The five parts to an accountable care organization

A key part of the recently passed Patient Protection and Affordable Care Act (PPACA) is Section 3022 which, effective January 2012, creates the Medicare Shared Savings program. The program’s purpose is to promote “accountability” for a patient population through the creation of accountable care organizations (ACOs) that will lead to higher quality of care at a lower cost by redesigning how care is designed and provided to patients.

Last week, the federal government released the proposed rules for ACOs just nine months before this part of the PPACA is scheduled to go into effect. These rules will enable physicians, physician practices, hospitals, and other healthcare organizations to decide whether they wish to create an ACO with a minimum three-year commitment.

The requirements for an ACO are the following:

An ACO must be a distinct legal entity with a governing board

An ACO can be made up of physicians, dentists, nurse practitioners, physician assistants, and other healthcare practitioners in affiliation with healthcare organizations through existing or newly created individual practices, partnerships, joint ventures, hospital group practices, and partnerships. The ACO must either organize as or already be a legal entity authorized to conduct business with a tax identification number, and each ACO participant must be enrolled in the Medicare program. The ACO must be overseen by a governing body made up of at least 75% ACO practitioners; an executive manager is accountable to the board. A physician-directed quality assurance process must implement and oversee a quality improvement program that not only focuses on defined quality metrics, but on the cost and effectiveness of care. The legal entity must be able to receive and distribute shared savings, repay shared losses, and accurately report all required quality and cost metrics to the Centers for Medicare & Medicaid Services (CMS).
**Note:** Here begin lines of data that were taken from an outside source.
PR #200, opened 2020-07-30
Make Stork JWT issuer depend on PX version

ggriffiths:

### DIFF
--- a/drivers/storage/portworx/portworx.go
+++ b/drivers/storage/portworx/portworx.go
@@ -119,6 +119,25 @@ func (p *portworx) GetStorkEnvList(cluster *corev1alpha1.StorageCluster) []v1.En
 					Key: pxutil.SecurityAppsSecretKey,
 				},
 			}})
+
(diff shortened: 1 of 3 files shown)


drivers/storage/portworx/portworx.go
```diff
@@ -119,6 +119,30 @@ func (p *portworx) GetStorkEnvList(cluster *corev1alpha1.StorageCluster) []v1.En
...
 				},
 			}})
+
+		pxVersion := pxutil.GetPortworxVersion(cluster)
+		storkVersion := pxutil.GetStorkVersion(cluster)
+		pxAppsIssuerVersion, err := version.NewVersion("2.6.0")
+		if err != nil {
+			logrus.Errorf("failed to create PX version variable 2.6.0: %s", err.Error())
+		}
+		storkIssuerVersion, err := version.NewVersion("2.5.0")
```
piyush-nimbalkar, line 129: Just to simplify, we don't need to check stork version. Technically passing an extra env should for older stork version should not be harmful.

PR #217, opened 2020-09-15
Let users specify the service account to be used by portworx pods

piyush-nimbalkar:
In AWS marketplace, portworx has to use a service account associated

An ACO must include the infrastructure necessary to provide comprehensive care for at least 5,000 Medicare beneficiaries

Medicare fee-for-service beneficiaries are assigned to an ACO if they receive at least 50% of their primary care services from an ACO provider. That percentage is determined by evaluating the total allowed charges data for the previous year. However, assignment to an ACO does not preclude beneficiaries from seeking care from other practitioners who do not participate in the ACO. 

An ACO will be accountable for both the quality and cost of care

An ACO will be required to enter into a three-year commitment with CMS to be accountable for both the quality and cost of care to Medicare beneficiaries enrolled in the ACO. The proposed federal rules includes 65 quality measures divided into five domains including the following: patient/caregiver experience (seven measures), care coordination (16 measures), patient safety (two measures), preventative health (nine measures), and at-risk frail/elderly health (31 measures relating to diabetes, heart failure, coronary artery disease, hypertension, chronic obstructive pulmonary disorder, and frail elderly). An ACO will be accountable to measure, report, track, and meet performance expectations within all of the domains or it will be disqualified from further participation.
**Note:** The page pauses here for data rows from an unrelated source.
PR #220, opened 2020-10-02
Security: fix an issue where existing secrets were overwritten

ggriffiths:

### DIFF
--- a/drivers/storage/portworx/component/security.go
+++ b/drivers/storage/portworx/component/security.go
@@ -251,12 +251,12 @@ func (c *security) createPrivateKeysSecret(
 		},
 	}
 
-	err = k8sutil.CreateOrUpdateSecret(c.k8sClient, sharedSecret, nil)
+	err = k8sutil.CreateOrAppendToSecret(c.k8sClient, sharedSecret, nil)
 	if err != nil {
 		return err
 	}
 
-	err = k8sutil.CreateOrUpdateSecret(c.k8sClient, systemKeysSecret, nil)
+	err = k8sutil.CreateOrAppendToSecret(c.k8sClient, systemKeysSecret, nil)
 	if err != nil {
 		return err
 	}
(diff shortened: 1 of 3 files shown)


drivers/storage/portworx/components_test.go
```diff
@@ -3078,6 +3078,33 @@ func TestSecurityInstall(t *testing.T) {
...
+	err = k8sClient.Create(context.TODO(), sharedSecret)
+	require.NoError(t, err)
+	cluster.Spec.Security.Auth.SelfSigned.SharedSecret = &existingSharedSecretName
+
+	err = driver.PreInstall(cluster)
+	require.NoError(t, err)
+
+	err = testutil.Get(k8sClient, sharedSecret, existingSharedSecretName, cluster.Namespace)
+	require.NoError(t, err)
+	s1, ok := sharedSecret.Data["key1"]
```
piyush-nimbalkar, line 3102: Should we check that the actual shared-secret key is added to the secret?

drivers/storage/portworx/component/security.go
```diff
@@ -251,12 +251,12 @@ func (c *security) createPrivateKeysSecret(
 		},
 	}
 
-	err = k8sutil.CreateOrUpdateSecret(c.k8sClient, sharedSecret, nil)
+	err = k8sutil.CreateOrAppendToSecret(c.k8sClient, sharedSecret, nil)
```
piyush-nimbalkar, line 254: Not related to this change, but general question - When user is passing their own system and app secret as env variable, we will just end up creating a `px-system-secrets` secret and not using it, right?

piyush-nimbalkar (approved):

drivers/storage/portworx/components_test.go
ggriffiths: Added this check.

drivers/storage/portworx/component/security.go
ggriffiths: Answered offline - 
This is almost true. We always create and maintain `px-system-secrets`. We directly use the `px-system-secrets` for getting the apps secret for the operator to communicate w/ PX.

There will be two options for participating in the Medicare Shared Savings program

An organization may participate in the Medicare Shared Savings program through one of two tracks. The first track (one-sided model) is for organizations that have less experience in “at-risk” payment models and would like a more conservative approach initially. This enables them to participate without being responsible for losses beyond the defined expenditure targets but would limit the potential reimbursement they would receive if they the expenditure targets and generate cost savings. An organization would be permitted to participate in the one-sided model for two years and then would transition automatically into the two-sided model after that.
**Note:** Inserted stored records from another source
PR #221, opened 2020-10-06
PTX-2725 Taking images from list incase StorageCluster doesn't have images defined

nikolaypopov:
Taking images from list incase StorageCluster doesn't have images defined

### DIFF
--- a/pkg/util/test/util.go
+++ b/pkg/util/test/util.go
@@ -522,17 +522,6 @@ func expectedPods(cluster *corev1.StorageCluster) (int, error) {
 	return podCount, nil
 }
 
-func getImageNameFromMap(pxImageList map[string]string, component string) string {
-	var componentImageName string
-
-	for key, value := range pxImageList {
-		if key == component {
-			componentImageName = value
-		}
-	}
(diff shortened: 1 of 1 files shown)


pkg/util/test/util.go
```diff
@@ -521,7 +522,18 @@ func expectedPods(cluster *corev1.StorageCluster) (int, error) {
 	return podCount, nil
 }
 
-func validateComponents(cluster *corev1.StorageCluster, timeout, interval time.Duration) error {
+func getImageNameFromMap(pxImageList map[string]string, component string) string {
```
thiguetta, line 525: why do we need this? can we simple use `image := pxImageList[component]`?

thiguetta: if you need to validade if the key is present you can use
```
if value, ok := pxImageList[component]; ok {
         image  =  value
}
```

nikolaypopov: Thats a good idea @thiguetta let me try this out!

thiguetta (approved):
LGTM

PR #1537, opened 2015-12-17
Fixes #1536: Allow dots in application

### LINKED ISSUE #1536: Allow dot in application_name
Is there a specific reason why `.` (dot) is not allowed in the `:application_name` variable? I would like to use it to match our vhost names.

marcovtwout:


leehambley:
:rocket:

The two-sided model enables an organization with more “at-risk” experience to reap a greater reimbursement if cost savings are achieved (60% of shared savings) but will also put that organization at risk for reimbursing Medicare if the cost of care exceeds the defined expenditure targets.

An ACO must meet certain legal and regulatory requirements

The ACO must have a corporate compliance plan overseen by a compliance officer who may not be the in-house general counsel and who ensures that the ACO is in compliance with all federal regulations.

In order to be immune from federal anti-trust violations and to be in a proposed anti-trust “safety zone,” ACO practitioners who practice in the same clinical specialty (rural areas exempted) may not make up more than 30% of the market share of an organization’s primary service area (PSA). A PSA is defined as the “lowest number of contiguous ZIP codes from which the ACO practitioners draws at least 75% of their patients for that service.” Furthermore, the relationship between the ACO and hospital or surgi-centers must be nonexclusive so that these organizations may have the option to collaborate with other ACOs and third-party payers.

Jonathan H. Burroughs, MD, MBA, FACPE, CMSL, is a senior consultant at The Greeley Company, a division of HCPro, Inc., in Danvers, MA.